Hindistan’da Müslümanlar daha ne kadar ayrımcılığa uğrayabilir, bundan fazlası olamaz derken, zaten ekonomisi büyüse de halkı insani imkanlardan eşit ölçüde faydalanamayan, sağlık hizmeti gibi en temel insani sistemin dahi yetersiz olduğu aşırı kalabalık bir ülkede, Müslümanların sağlık hizmeti alması da engelleniyor. Evet, doğru okudunuz, engelleniyor.
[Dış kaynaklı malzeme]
PR #394, opened 2019-04-22
Make `ArmeriaCentralDogma` handle `2xx` responses better.

trustin:
Motivation:

Central Dogma server sometimes gives a `204 No Content` response when
the result is an empty list. However, `ArmeriaCentralDogma` does not
always handle it properly.

Modifivations:

- Handle `204 No Content` and `200 OK` responses wherever possible, so
  that subtle changes in the response specification do not affect the
  client.

Result:

- `ArmeriaCentralDogma` does not fail for some operations such as
  `listFiles()` even if the server responds with a `204 No Content`.

### DIFF
--- a/client/java-armeria/src/main/java/com/linecorp/centraldogma/client/armeria/ArmeriaCentralDogma.java
+++ b/client/java-armeria/src/main/java/com/linecorp/centraldogma/client/armeria/ArmeriaCentralDogma.java
@@ -53,6 +53,7 @@ import com.fasterxml.jackson.databind.node.ObjectNode;
 import com.google.common.annotations.VisibleForTesting;
 import com.google.common.collect.ImmutableList;
 import com.google.common.collect.ImmutableMap;
+import com.google.common.collect.ImmutableSet;
 import com.google.common.collect.Iterables;
 import com.google.common.collect.Streams;
 import com.google.common.math.IntMath;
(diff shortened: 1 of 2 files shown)


client/java-armeria/src/main/java/com/linecorp/centraldogma/client/armeria/ArmeriaCentralDogma.java
```diff
@@ -150,8 +151,10 @@
     }
 
     private static Void createProject(AggregatedHttpMessage res) {
-        if (res.status().code() == 201) { // Created
-            return null;
+        switch (res.status().code()) {
+            case 200:
```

Hindistan’daki İslamofobi, İslam karşıtlığı dünyanın birçok yerine oranla oldukça yüksek, Hindistan yönetimi bu durumun sebebi ama yalnız da değiller, İslam karşıtlığı konusunda ilham aldıkları Batı, ekonomik nedenlerle Hindistan’daki İslam karşıtı politikaları ve İslamofobik refleksleri görmezden geliyor. Şimdilerde Hintli Müslümanlar için bir şey yapmak isteyen ya da yapmaya cesaret eden kimseler yok, bazılarımız ise sorunu çözemesek de duyurma/yazma sorumluluğunu yerine getirmeye çalışıyoruz, o kadar.